Unlike a distributor, direct engagement with customers means we rarely hang up our lab coats after a sale. Every project, whether a one-off run or a multi-year campaign, benefits from shared lessons. Technical support remains close at hand, from process troubleshooting to root-cause analysis of anomalies in the customer’s own process. Whether facing an unforeseen reactivity hurdle or a new regulatory filing, we field questions with real data and practical advice rooted in production experience.
Face-to-face meetings, joint tech-transfer sessions, and site visits cultivate a flow of honest feedback that shortcuts the usual corporate runaround. Problems are anticipated before they scale. At every stage, factory scientists review not only analytical results but how product specifications intersect with the practicalities of a commercial laboratory or production plant.

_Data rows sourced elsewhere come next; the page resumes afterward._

PR #727, opened 2024-06-13
Add two Soltráfego bike sharing systems

joaodcp:
Adds Pombike (Pombal) and Bora! (CIM Viseu Dão-Lafões) bikesharing systems. The last one is not yet available but apparently scheduled to be very soon.

There are a bunch other systems using the same provider (Soltráfego) but the endpoint you're using is built for the iframes embedded in each system's website, so the `uid` being used seems to actually be the id of the frame.
Some of them chose not to include that iframe in their websites.

There's another endpoint that allows for the same data to be obtained for every one of the systems supported by this provider. I'm working on those changes, but for now here's these two.

I love this project! 🚀

### DIFF
--- a/pybikes/data/soltrafego.json
+++ b/pybikes/data/soltrafego.json
@@ -29,7 +29,7 @@
                 "city": "CIM Viseu Dão-Lafões",
                 "country": "PT",
                 "latitude": 40.656392,
-                "longitude": -7.912545
+                "longitude": -7.912545,
                 "name": "Bora!"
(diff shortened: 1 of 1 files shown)


eskerda:
Thanks!

> There's another endpoint that allows for the same data to be obtained for every one of the systems supported by this provider. I'm working on those changes, but for now here's these two.

🙏  happy to accept that. Open a PR once you have something going and we can work on merging it

PR #746, opened 2024-09-09
Add Pedalada by Share2Go system

joaodcp:
Hi,

This adds a system deployed in Portugal called Pedalada by a company named Share2Go.

The station address is not included because it takes an extra request per station to retrieve (the details in 'get-station-details-and-ride.php' are not the same as in 'get-station-details.php'). One request per station is already needed to get the number of docked bikes; if you think an extra request per station to get one additional property is worth it then I can implement that.

Thanks again for this great project!

### DIFF
--- a/pybikes/pedalada.py
+++ b/pybikes/pedalada.py
@@ -45,17 +45,17 @@ class PedaladaStation(BikeShareStation):
         super(PedaladaStation, self).__init__()
         self.endpoint = endpoint
 
-        self.name = station['stationName']
-        self.latitude = station['latitude']
-        self.longitude = station['longitude']
+        self.name = data['stationName']
+        self.latitude = data['latitude']
+        self.longitude = data['longitude']
 
         self.extra = {
-            'uid': station['stationNumber'],
-            'slots': station['maximumNumberOfRides'],
-            'online': station['state'] == 1,
-            'photo': station_image_url(endpoint, station['stationNumber']),
-            'open': station['stationIsOpen'] == 1,
-            'in_maintenance': station['stationInMaintenance'] == 1
+            'uid': data['stationNumber'],
+            'slots': data['maximumNumberOfRides'],
+            'online': data['state'] == 1,
+            'photo': station_image_url(endpoint, data['stationNumber']),
+            'open': data['stationIsOpen'] == 1,
+            'in_maintenance': data['stationInMaintenance'] == 1
         }
 
         def update(self, scraper=None):
--- a/pybikes/pedalada.py
+++ b/pybikes/pedalada.py
@@ -60,7 +60,7 @@ class PedaladaStation(BikeShareStation):
 
     def update(self, scraper=None):
         scraper = scraper or PyBikesScraper()
-        station_details_and_rides = scraper.request(station_details_and_rides_url(self.endpoint, self.extra['uid']))
+        station_details_and_rides = json.loads(scraper.request(station_details_and_rides_url(self.endpoint, self.extra['uid'])))
 
         docked_bikes_count = len(station_details_and_rides['rides'])
         self.bikes = docked_bikes_count
--- a/pybikes/pedalada.py
+++ b/pybikes/pedalada.py
@@ -1,0 +1,63 @@
+import json
+
+from pybikes import BikeShareSystem, BikeShareStation, PyBikesScraper
+
+STATIONS_URL = '{endpoint}/php/get-stations-details-map.php'
+STATION_DETAILS_URL = '{endpoint}/php/get-station-details-and-rides.php?n={station_number}'
+STATION_IMAGE_URL = '{endpoint}/images/stations/station_{station_number}.jpg'
+
+
+def station_details_url(endpoint, station_number):
+    return STATION_DETAILS_URL.format(endpoint=endpoint, station_number=station_number)
+
+def station_image_url(endpoint, station_number):
+    return STATION_DETAILS_URL.format(endpoint=endpoint, station_number=station_number)
+
+class Pedalada(BikeShareSystem):
+    meta = {
+        'company': [
+            'Share2Go - Mobilidade Partilhada, Sociedade Unipessoal Lda'
+        ]
+    }
+
+    def __init__(self, tag, meta, endpoint, bbox=None):
+        meta['company'] += Pedalada.meta['company']
+        super(Pedalada, self).__init__(tag, meta, bounds=bbox)
+        self.endpoint = endpoint
+
+    @property
+    def stations_url(self):
+        return STATIONS_URL.format(endpoint=self.endpoint)
+
+    def update(self, scraper=None):
+        scraper = scraper or PyBikesScraper()
+        stations_data = json.loads(scraper.request(self.stations_url))
+
+        stations = []
+        for station in stations_data:
+            station_details = scraper.request(station_details_url(station['stationNumber']))
+            station = PedaladaStation(station, station_details, self.endpoint)
+            stations.append(station)
+
+        self.stations = stations
+
+
+class PedaladaStation(BikeShareStation):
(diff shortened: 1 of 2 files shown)


eskerda:
Hello! Thanks for contributing.

> The station address is not included because it takes an extra request per station to retrieve (the details in 'get-station-details-and-ride.php' are not the same as in 'get-station-details.php'). One request per station is already needed to get the number of docked bikes; if you think an extra request per station to get one additional property is worth it then I can implement that.

I think it's fine as it is if the extra-extra request only has an address. We have other systems like these on which each station needs a request to get status data. I think it does not need many changes, can you take a look? See: [pybikes/fsm.py](https://github.com/eskerda/pybikes/blob/master/pybikes/fsm.py) and [pybikes/bicincitta.py](https://github.com/eskerda/pybikes/blob/master/pybikes/bicincitta.py)

Let me know if you need anything, ask away

joaodcp:
Hello! Did not notice stations could have an update method too. I'll fix that.

About the address stuff, there are a bunch of "endpoints" for getting data on stations.
Using BIA as an example:
- https://bia.cm-ovar.pt/php/get-station-details.php?n=2 — Station details with address but no details on how many bikes are docked.
- https://bia.cm-ovar.pt/php/get-station-rides.php?n=2 — Get the bikes on a station
- https://bia.cm-ovar.pt/php/get-station-details-and-rides.php?n=2 — get a few details (which do not include the address) and the docked bikes.

I'm only using the last one because it includes most info, including bikes.

Also there's some stations with a schedule, I don't know how you'd like me to format that. I was thinking of formatting it like the opening_hours property on OSM (00:00 - 23:59). Let me know what you think I should do. Thanks!

pybikes/pedalada.py
```diff
@@ -0,0 +1,72 @@
...
+            station_details_and_rides = scraper.request(station_details_and_rides_url(self.extra['uid']))
+
+            docked_bikes_count = len(station_details_and_rides['rides'])
+            self.bikes = docked_bikes_count
+            self.free = self.extra['slots'] - docked_bikes_count
+
+            station_details = station_details_and_rides['details'][0]
+            self.extra['online'] = station_details['state'] == 1
+            self.extra['open'] = station_details['stationIsOpen'] == 1
+            self.extra['in_maintenance'] = station_details['stationInMaintenance'] == 1
```
eskerda, line 72: Seems this part needs to be indented back 4 spaces to work. As it is, it's declared inside `__init__` and has no effect

pybikes/pedalada.py
```diff
@@ -0,0 +1,72 @@
...
+            'slots': data['maximumNumberOfRides'],
+            'online': data['state'] == 1,
+            'photo': station_image_url(endpoint, data['stationNumber']),
+            'open': data['stationIsOpen'] == 1,
+            'in_maintenance': data['stationInMaintenance'] == 1
+        }
+
+        def update(self, scraper=None):
+            scraper = scraper or PyBikesScraper()
+            station_details_and_rides = scraper.request(station_details_and_rides_url(self.extra['uid']))
```
eskerda, line 63:
```suggestion
            station_details_and_rides = scraper.request(station_details_and_rides_url(self.endpoint, self.extra['uid']))
```

eskerda (changes requested):
Couple of issues with the implementation. We can keep reviewing after these are fixed. Thanks!

You can try if this implementation passes the update tests by running the following.

```
pytest -k pedalada -vvv
```

More info on running tests [here](https://github.com/eskerda/pybikes/blob/master/README.md#tests)

joaodcp:
Yup, my bad. All fixed now! Thanks again

joaodcp:
Yup, my bad. All fixed now! Thanks again

pybikes/pedalada.py
```diff
@@ -0,0 +1,72 @@
...
+            'slots': data['maximumNumberOfRides'],
+            'online': data['state'] == 1,
+            'photo': station_image_url(endpoint, data['stationNumber']),
+            'open': data['stationIsOpen'] == 1,
+            'in_maintenance': data['stationInMaintenance'] == 1
+        }
+
+    def update(self, scraper=None):
+        scraper = scraper or PyBikesScraper()
+        station_details_and_rides = scraper.request(station_details_and_rides_url(self.endpoint, self.extra['uid']))
```
eskerda, line 63: string needs to be parsed as JSON

pybikes/pedalada.py
```diff
@@ -0,0 +1,72 @@
...
+        self.latitude = data['latitude']
+        self.longitude = data['longitude']
+
+        self.extra = {
+            'uid': data['stationNumber'],
+            'slots': data['maximumNumberOfRides'],
+            'online': data['state'] == 1,
+            'photo': station_image_url(endpoint, data['stationNumber']),
+            'open': data['stationIsOpen'] == 1,
+            'in_maintenance': data['stationInMaintenance'] == 1
```
eskerda, line 58: Do you know the difference between `state`, `stationIsOpen` and `stationInMaintenance`?

In vitelinhas there's one station with the following:

```
{
  "name": "Avenida da Liberdade",
  "latitude": 41.45442,
  "longitude": -8.17702,
  "bikes": 3,
  "free": 8,
  "extra": {
    "uid": 2,
    "slots": 11,
    "online": false,
    "photo": "https://vitelinhas.cm-fafe.pt/images/stations/station_2.jpg",
    "open": true,
    "in_maintenance": false
  },
  "type": "station",
  "tag": "vitelinhas"
}
```

On the website that's reported as inactive. So my take on there is that open maybe means it's within the schedule opening hours?

eskerda: My take is that it's a bit confusing and we should try to find a better name for it, or decide to not include it if we skip schedules altogether

joaodcp: > Do you know the difference between `state`, `stationIsOpen` and `stationInMaintenance`?
> 
> In vitelinhas there's one station with the following:
> 
> ```
> {
>   "name": "Avenida da Liberdade",
>   "latitude": 41.45442,
>   "longitude": -8.17702,
>   "bikes": 3,
>   "free": 8,
>   "extra": {
>     "uid": 2,
>     "slots": 11,
>     "online": false,
>     "photo": "https://vitelinhas.cm-fafe.pt/images/stations/station_2.jpg",
>     "open": true,
>     "in_maintenance": false
>   },
>   "type": "station",
>   "tag": "vitelinhas"
> }
> ```
> 
> On the website that's reported as inactive. So my take on there is that open maybe means it's within the schedule opening hours?

open means that the station would be open according to its schedule. But it can be unavailable due to connection problems but would be open per se. On the websites, the station being offline takes precedence over the schedules and if it is offline it's just shown as inactive. I believe a station in maintenance means that it is not available at the moment, due to being serviced. Maybe we could combine these all into one property.

eskerda: It's partly fault on pybikes side that we do not have a full specification for such cases. For some we have a `status` field that is a kind of all goes in. We could try to merge `open` and `in_maintenance` with the `status` field with one of the following `open`, `closed`, `maintenance`. Since we can consider that a station that is in maintenance is not open nor closed per se.

```
def format_status(self, data):
    if data['stationInMaintenance']:
        return 'maintenance'
    elif data['stationIsOpen']:
        return 'open'
    else:
        return 'closed'

[...]

'status': self.format_status(data),
```

Alternatively we can go with a oneliner but it's a bit of weird python

```
'status': 'maintenance' if data['stationInMaintenance'] else 'open' if data['stationIsOpen'] else 'closed'
```

eskerda:
@joaodcp any progress on this PR? I feel we are good to merge once this https://github.com/eskerda/pybikes/pull/746#discussion_r1759720075 goes in

eskerda:
Integrated changes from this branch over https://github.com/eskerda/pybikes/pull/755

PR #750, opened 2024-09-12
do not parse cookies on DB requests

### LINKED ISSUE #749: Outdated station information for Call a Bike (Germany)
I have checked daily during the past days, and the information on citybik.es is always wrong compared to the Call a Bike App or informaiton on Google Maps. Stations that contain bikes are shown as empty, and those that are empty show as having bikes available.

To see yourself, simply zoom in on any city (for example Munich), search for call a bike and compare both maps.

Example: Station S+U Karlsplatz / Bayerstraße, 12.09.24  - 6 bikes according to citybik.es and 9 bikes according to the Call A Bike App/Google Maps:

image

image

eskerda:
requests with Cookie headers set after Set-Cookie responses where being
rejected by DB gateway

Fix #749

### DIFF
--- a/pybikes/deutschebahn.py
+++ b/pybikes/deutschebahn.py
@@ -38,6 +38,7 @@ class DB(Gbfs):
 
     def update(self, scraper=None):
         scraper = scraper or PyBikesScraper()
+        scraper.parse_cookies = False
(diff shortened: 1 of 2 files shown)


eskerda:
image

PR #753, opened 2024-09-17
check changes

eskerda:
Adds a workflow that runs instance tests on instances that have changed on this particular branch, compared to `origin/master`.

As it is now, it runs as a separate workflow so it gets its own report summary. It could potentially be included on the regular workflow, but that would collide with the full instance report.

The world of synthetic intermediates will keep evolving, shaped by changing therapeutic targets, field-testing data, and new standards in green chemistry. Pyridine, 2-(chloromethyl)-4-(trifluoromethyl)- may never be a commodity item, but the expertise to produce it with reproducibility, safety, and responsibility has grown into a specialized craft. Manufacturer experience—across scale-up, real-world purification, environmental control, regulatory adaptation, and direct user collaboration—forms the strongest guarantee of quality.
As we chart routes for future improvements—more sustainable precursors, lower process mass intensity, faster analytical turnaround—contacts in pharma, ag-chem, and custom synthesis industries offer a steady influx of sharp, practical questions. It is this cross-current between manufacturer and user that keeps driving the technical edge, batch by batch, far beyond what a product label, certificate, or web datasheet ever manages to convey.